Eyeing a gym package with upfront payment? Make sure you are protected, says consumer watchdog

Customers should check if their membership contract has a clear exit clause about what happens to the deposit if the gym closes. ST PHOTO: SHINTARO TAY

SINGAPORE - Consumers lost more than $20,000 in advance payments for gym and fitness club packages in the first six months of 2023, said the Consumers Association of Singapore (Case).

That brings into focus the need for people to ensure they take steps to protect themselves when asked for upfront payment, said Case president Melvin Yong.

In response to queries from The Straits Times, Mr Yong said the consumer watchdog had previously called on the Government to mandate prepayment protection in sectors like the fitness industry to better safeguard the hard-earned money of consumers.

However, consumers too must protect themselves by ensuring they carefully consider their needs before they sign membership packages or personal training agreements with gyms or fitness centres, he added.

The issue is back in the spotlight with the abrupt closure of Fenix Fitness on Aug 14, a personal training gym operated by Gym Alliance.

It is the third gym to shut in 2023 after Haus Athletics and UFC Gym, both of which suddenly closed in May.

Mr Yong, who is Radin Mas MP, said that the amounts in prepayment losses – the remaining balance of membership packages following gym closures – were based on complaints received by Case.

In a written reply to a parliamentary question in July, Trade and Industry Minister Gan Kim Yong said the Government’s approach has been to help consumers make informed decisions and manage prepayment risks.

Mr Gan also said the beauty sector is the one with the highest amounts of prepayment losses reported to Case from 2020 to 2022.

He added that businesses that are CaseTrust-accredited in some sectors offer prepayment protection that enables consumers to claim back the remaining balance if the business closes.

However, businesses in the fitness industry, including Fenix Fitness, do not fall under that scheme, said Mr Yong.

Consumers can enjoy savings per use over time for longer-term memberships, but they should consider shorter-term memberships or pay-per-use options, as it is generally challenging to recover their monies for prepaid memberships in a sudden business closure, he added.

Also, when a person engages in longer-term memberships, he is taking a credit risk on the financial strength of the company, said Withers KhattarWong partner Chenthil Kumarasingam, who specialises in dispute resolution.

He said: “Just because the gym is a well-known brand does not mean that the corporate entity you are contracting with (which may be a franchisee) is financially strong.”

To safeguard themselves, customers should research the gym’s reputation before joining, and look for any news relating to its financial stability, Mr Kumarasingam said.

He added that customers should check if their membership contract has a clear exit clause or provision about what happens to the deposit or advance payment if the gym closes or goes into liquidation.

If a gym closes overnight before one’s contract has ended, lawyer Amolat Singh, managing partner of Amolat and Partners, said consumers could file a claim at the Small Claims Tribunals (SCT), or start a civil claim in the State Courts – albeit a longer process, but recent changes to the procedure have expedited it.

If an order or judgment is obtained from either the SCT or the State Courts, the claimant would have to take the necessary steps to execute the judgment in order to get what they are owed, Mr Singh said.
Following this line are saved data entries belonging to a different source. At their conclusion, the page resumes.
PR #1135, opened 2023-07-01
Fixing setup.py for jetson

DocGarbanzo:
Remove albumentations from jetson setup and move pyyaml into the required section, so it also installs on RPi. Also bump version.

### DIFF
--- a/setup.py
+++ b/setup.py
@@ -73,8 +73,6 @@ setup(name='donkeycar',
               'adafruit-circuitpython-rplidar',
               'Jetson.GPIO',
               'matplotlib',
-              'kivy-jetson',
-              'plotly'
           ],
           'nano': [
               'Adafruit_PCA9685',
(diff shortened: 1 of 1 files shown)


Ezward:
Should we just replace the two augmentations with our own code?  One is guassian blur and we already have that in https://github.com/autorope/donkeycar/blob/1398eec8309499c4d54fc45d510348bcb819daff/donkeycar/parts/cv.py#L323 and the other is a randomized brightness/contrast that we could easily implement.

Ezward:
However, for now this is a good enough fix.  Thanks @DocGarbanzo

Ezward (approved):

DocGarbanzo:
> Should we just replace the two augmentations with our own code? One is guassian blur and we already have that in
> 
> https://github.com/autorope/donkeycar/blob/1398eec8309499c4d54fc45d510348bcb819daff/donkeycar/parts/cv.py#L323
> and the other is a randomized brightness/contrast that we could easily implement.
> 
> I added an issue for this; #1136

Yes, I was thinking the exact same thing. I want to google around a bit if there are other augmentations that might be useful for use, but for blur / brightness we can just use the one you already created.

PR #1145, opened 2023-09-23
Commented out unicode error logging

zlite:


zlite:
Error was due to GPS misconfiguration. This fix is no longer necessary

PR #1146, opened 2023-09-24
Updated default PIDs to those best for standard car

zlite:
Optimized and tested on standard Exceed Magnet


Ezward (approved):
Thanks for doing this; the original defaults are mental.

haslinghuis (approved):

PR #1153, opened 2023-12-12
Release 5.0 and installation with pip

DocGarbanzo:
# Release 5.0 and installation with pip

This PR is in preparation for the Donkey Car 5.0 release. Compared to current HEAD, this release has the following major changes:
* a more modern `setup.cfg` and `pyproject.toml` installation
* a migration from a full conda install towards a conda/pip install where we will be publishing a wheel file to pypi, such that users can install Donkey Car with `pip install donkeycar[XX]`, where XX contains the platform.
* removal of the `keras-viz` dependency from which we only required two utility functions which have now been copied into the code directly
* improve consistency in tub, such that adding tub with different input or metadata will not be allowed 

As part of the 5.X release we will also be updating the documentation accordingly.  The changes for the documentation are in https://github.com/autorope/donkeydocs/tree/install_with_pip.


cfox570:
I have reviewed the changes included for Release 5.0 and would like to encourage you to include changes to the MacOS setup to leverage the Mac GPU. METAL is the GPU technology that powers hardware-accelerated graphics and AI on Apple platforms. METAL  is supported by Mac computers from the year 2012.  See [METAL on Mac Computers](https://support.apple.com/en-us/102894).   Apple has released tensorflow-macos and tensorflow-metal to speedup tensorflow on the Mac. I have used this installation on both an INTEL and ARM mac for the last couple of years.   Here is a set of instructions I have used for installation on the Macbook Air M1. [Install Tensorflow-macos](https://gist.github.com/cfox570/e89603392fd48e1a60ef2f1c667e2050).    There is one difference for the ARM Mac.  For mac computers prior to 2012, the setup would use standard tensorflow.   Once you merge the files into the MAIN branch I will work through suggested changes to the code and instructions for each type of Mac. Maybe you could solicit others with Macs to test.

DocGarbanzo:
> I have reviewed the changes included for Release 5.0 and would like to encourage you to include changes to the MacOS setup to leverage the Mac GPU. METAL is the GPU technology that powers hardware-accelerated graphics and AI on Apple platforms. METAL is supported by Mac computers from the year 2012. See [METAL on Mac Computers](https://support.apple.com/en-us/102894). Apple has released tensorflow-macos and tensorflow-metal to speedup tensorflow on the Mac. I have used this installation on both an INTEL and ARM mac for the last couple of years. Here is a set of instructions I have used for installation on the Macbook Air M1. [Install Tensorflow-macos](https://gist.github.com/cfox570/e89603392fd48e1a60ef2f1c667e2050). There is one difference for the ARM Mac. For mac computers prior to 2012, the setup would use standard tensorflow. Once you merge the files into the MAIN branch I will work through suggested changes to the code and instructions for each type of Mac. Maybe you could solicit others with Macs to test.

@cfox570 - this is a very good comment. Having a quick look at your gist above, it looks like we should simply replace `tensorflow-macos==2.9` with `tensorflow-metal==0.5` in the setup.cfg for the `macos` target (matching version from here: https://pypi.org/project/tensorflow-metal/). Let's get this merged and then we can do a 5.1 release with the tensorflow metal upgrade thereafter.

cfox570:
> this is a very good comment. Having a quick look at your gist above, it looks like we should simply replace `tensorflow-macos==2.9` with `tensorflow-metal==0.5` in the setup.cfg for the `macos` target (matching version from here: https://pypi.org/project/tensorflow-metal/). Let's get this merged and then we can do a 5.1 release with the tensorflow metal upgrade thereafter.

_For Conda, the ARM Mac (M1/M2/M3) needs tensorflow-deps installed via conda not pip._ Not sure how you change your setup to accomplish.

DocGarbanzo:
> > this is a very good comment. Having a quick look at your gist above, it looks like we should simply replace `tensorflow-macos==2.9` with `tensorflow-metal==0.5` in the setup.cfg for the `macos` target (matching version from here: https://pypi.org/project/tensorflow-metal/). Let's get this merged and then we can do a 5.1 release with the tensorflow metal upgrade thereafter.
> 
> _For Conda, the ARM Mac (M1/M2/M3) needs tensorflow-deps installed via conda not pip._ Not sure how you change your setup to accomplish.

This is already part of this PR. Everything now gets installed via pip. Going from `tensorflow-macos` to `tensorflow-metal` is a one line change in `setup.cfg`.

cfox570:
To clarify, both tensorflow-macos and tensorflow-metal are required.

On Dec 13, 2023, at 3:55 PM, DocGarbanzo ***@***.***> wrote:


this is a very good comment. Having a quick look at your gist above, it looks like we should simply replace tensorflow-macos==2.9 with tensorflow-metal==0.5 in the setup.cfg for the macos target (matching version from here: https://pypi.org/project/tensorflow-metal/). Let's get this merged and then we can do a 5.1 release with the tensorflow metal upgrade thereafter.

For Conda, the ARM Mac (M1/M2/M3) needs tensorflow-deps installed via conda not pip. Not sure how you change your setup to accomplish.

This is already part of this PR. Everything now gets installed via pip. Going from tensorflow-macos to tensorflow-metal is a one line change in setup.cfg.

cfox570:
I tried out the installation of [torch].  I found two issues: 

1. replace PyTorch with just torch
2. pytorch-lightning is missing

Also I suggest you update the mac instructions to install [macos] instead of [pc]

DocGarbanzo:
> I tried out the installation of [torch]. I found two issues:
> 
>     1. replace PyTorch with just torch
> 
>     2. pytorch-lightning is missing
> 
> 
> Also I suggest you update the mac instructions to install [macos] instead of [pc]

Thanks @cfox570 - we have tested on Mac Intel with the standard TF install that is in the `[pc]` configuration and everything works fine with that. I'll give it a try to with the `[macos]` target and see if this works and makes a difference, but this is independent of the code release here.

.github/workflows/python-package-conda.yml
```diff
@@ -28,16 +24,16 @@ jobs:
...
           channel-priority: true
       - name: Conda info and list
         run: |
-          echo Environment file ${{matrix.ENV_FILE}}
           conda info
           conda list
       - name: Install donkey
-        run: pip install -e .[pc]
+        run: | 
+          pip install -e .[pc,dev]
```
Ezward, line 36: should this list include `macos`?

donkeycar/parts/tub_v2.py
```diff
@@ -78,8 +78,7 @@ def write_record(self, record=None):
         # Private properties
         contents['_timestamp_ms'] = int(round(time.time() * 1000))
         contents['_index'] = self.manifest.current_index
-        contents['_session_id'] = self.manifest.session_id
-
+        contents['_session_id'] = self.manifest.session_id[1]
```
Ezward, line 81: why the index of 1 here?  It's magic-number-ish.  Maybe worth a comment.

Ezward (approved):
Look good.  Thanks so much for this.  I'm sorry I took so long to review.  I added a couple of question comments, but nothing that blocks release.

.github/workflows/python-package-conda.yml
DocGarbanzo: Not yet. I will work on a dedicated apple silicon CI run afterwards. For now we only test on apple x86.

donkeycar/parts/tub_v2.py
DocGarbanzo: Sorry, saw that comment too late... `session_id` now returns a tuple of the (number, session_id_string) which allows to simplify the code a lot, so we are picking the string here.

PR #1168, opened 2024-03-24
Update setup for Bookworm

zlite:
Updated TF version to 2.15 to support Raspberry OS Bookworm and thus the RP5


zlite:
Replaced with a cleaner PR

PR #1169, opened 2024-03-24
Update setup.cfg to support Bookworm

zlite:
Updated TF to 2.15 on the Pi


DocGarbanzo:
@zlite - it is not that easy to do the upgrade that way because we also want to upgrade python in sync. I've create a PR #1170 for which passes the CI. Will close this here. If you can approve the other then we need to update the docs as well. Happy to do that.

PR #1170, opened 2024-03-26
Upgrade to python 3.11 and TensorFlow 2.15.X

DocGarbanzo:
# Upgrade Python and TensorFlow

After upgrading of the default Raspberry Pi OS version to bookworm which is using Python 3.11 as system python version we need to lock into that upgrade for Donkey Car. The changes here consist of:

* Upgrading the CI to use python 3.11: the CI now runs about twice as fast as before
* Upgrading and unfreezing certain python package in setup.cfg as they were tagging too old versions
* Fixing minor compatibility issues in the pytorch, telemetry and ui code as a consequence of above package upgrades

The python upgrade is improving performance by a measurable amount because 3.11 has a much faster Cpython implementation than 3.9.

### DIFF
--- a/donkeycar/parts/pytorch/torch_train.py
+++ b/donkeycar/parts/pytorch/torch_train.py
@@ -46,7 +46,7 @@ def train(cfg, tub_paths, model_output_path, model_type, checkpoint_path=None):
 
     if cfg.PRINT_MODEL_SUMMARY:
         summarize(model)
-    trainer = pl.Trainer(gpus=gpus, logger=logger, max_epochs=cfg.MAX_EPOCHS,
+    trainer = pl.Trainer(logger=logger, max_epochs=cfg.MAX_EPOCHS,
                          default_root_dir=output_dir)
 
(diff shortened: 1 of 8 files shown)


donkeycar/parts/pytorch/torch_train.py
```diff
@@ -46,8 +46,8 @@ def train(cfg, tub_paths, model_output_path, model_type, checkpoint_path=None):
 
     if cfg.PRINT_MODEL_SUMMARY:
         summarize(model)
-    trainer = pl.Trainer(gpus=gpus, logger=logger, max_epochs=cfg.MAX_EPOCHS,
-                         default_root_dir=output_dir)
+    trainer = pl.Trainer(accelerator='cpu', logger=logger,
```
haslinghuis, line 49: Could perhaps use `auto` instead of `cpu` ?

haslinghuis: Also used in `tests/test_torch.py`

PR #381, opened 2024-12-04
Use yarl to build URLs instead of string manipulations for a more robust URL creation

ocefpaf:
The goal is to also return an `yarl.URL` object in the future but that will be a breaking change, so we'll convert them to strings for now. This should make our URLs more robust and get some nice human/quoted urls easily.


ocefpaf:
This was a nice exercise but I'm not merging this. The are some brittle parts of the URL building that require fixing before we add a new way to build them. Also, ERDDAP URLs do not fit "perfectly" in the yarl model. I'm not sure the workarounds necessary to make this work are worth it.

PR #392, opened 2025-02-04
Update pre commits

ocefpaf:
Alternative to #391

### DIFF
--- a/.github/workflows/deploy-docs.yml
+++ b/.github/workflows/deploy-docs.yml
@@ -13,10 +13,13 @@ on:
 jobs:
   build-docs:
     runs-on: ubuntu-latest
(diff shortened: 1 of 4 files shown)


ocefpaf:
The `https://opendap.co-ops.nos.noaa.gov/erddap/index.html` server is failing at the moment with:

```
Error {
    code=500;
    message="Internal Server Error: ERROR from data source: org.postgresql.util.PSQLException: ERROR: Invalid time requestesd.
  Where: PL/pgSQL function inline_code_block line 1 at RAISE";
}
```

That could be a temporary network failure and we'll merge this PR as-is. If that server doesn't come back we may need an alternative to that test though.

PR #457, opened 2026-04-28
Move back to request

ocefpaf:
I don't like the idea of reverting back to requests, in many ways httpx is better for our case. However, WASM support on requests is much easier and we do need that moving forward. While this change should be seamless to most users, I do plan on minting a new major release to avoid breaking people's workflow.


ocefpaf:
Marking this as a draft for now b/c I want to move the cassettes to a release based asset instead of baked into the repo.

ocefpaf:
It seems that `httpxyz`, `httpx`'s fork, will have support for WASM: https://codeberg.org/httpxyz/httpxyz/pulls/41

He added that this might involve seizing the goods or property of the gym and selling it, or freezing the bank account.

However, if the gym has gone bankrupt, chances are the consumers may not see their money, he said.

“One has to make a judgment call to drop the claim as a bad dream or throw good money chasing bad money, since time, effort and money would have to be expended in pursuing a claim,” he added.

Mr Kumarasingam said consumers should also start gathering essential documentation such as contracts, payment receipts and gym-related communication.

He added that they should also reach out to the gym’s management or liquidator to explore potential refund options, and lodge a complaint with consumer protection authorities.

However, consumers should be mindful that as unsecured creditors, reimbursement prospects may be limited in comparison to secured creditors like banks and landlords, Mr Kumarasingam said.

Most gyms raise funds and capital by offering attractive packages with a “win-win” objective, where the consumer enjoys benefits or discounts and the gym gets the funds it needs for its expansion, buying new equipment and upgrading, said Mr Singh.

He added that this is an alternative to borrowing from the bank, as gyms would have to pay interest, or may not even be given the loan if the gym is too new and has no track record.

Some have suggested the money paid to the gym by customers be held by a third party, and disbursements be made only upon the gym showing its concrete plans, said Mr Singh.

“Understandably, this would entail additional administrative costs that the consumer would end up bearing indirectly,” he added.

Another solution would be regulations on when prepayments can be obtained and how they can be drawn down, with the remainder of fees held in designated accounts that consumers have priority over, said Mr Kumarasingam.

Compulsory insurance covering prepayments is another option, he added, ensuring that consumers can get refunds even if the gym closes.

“Similarly, other things being equal, consumers will ultimately have to bear the cost of this insurance,” he said.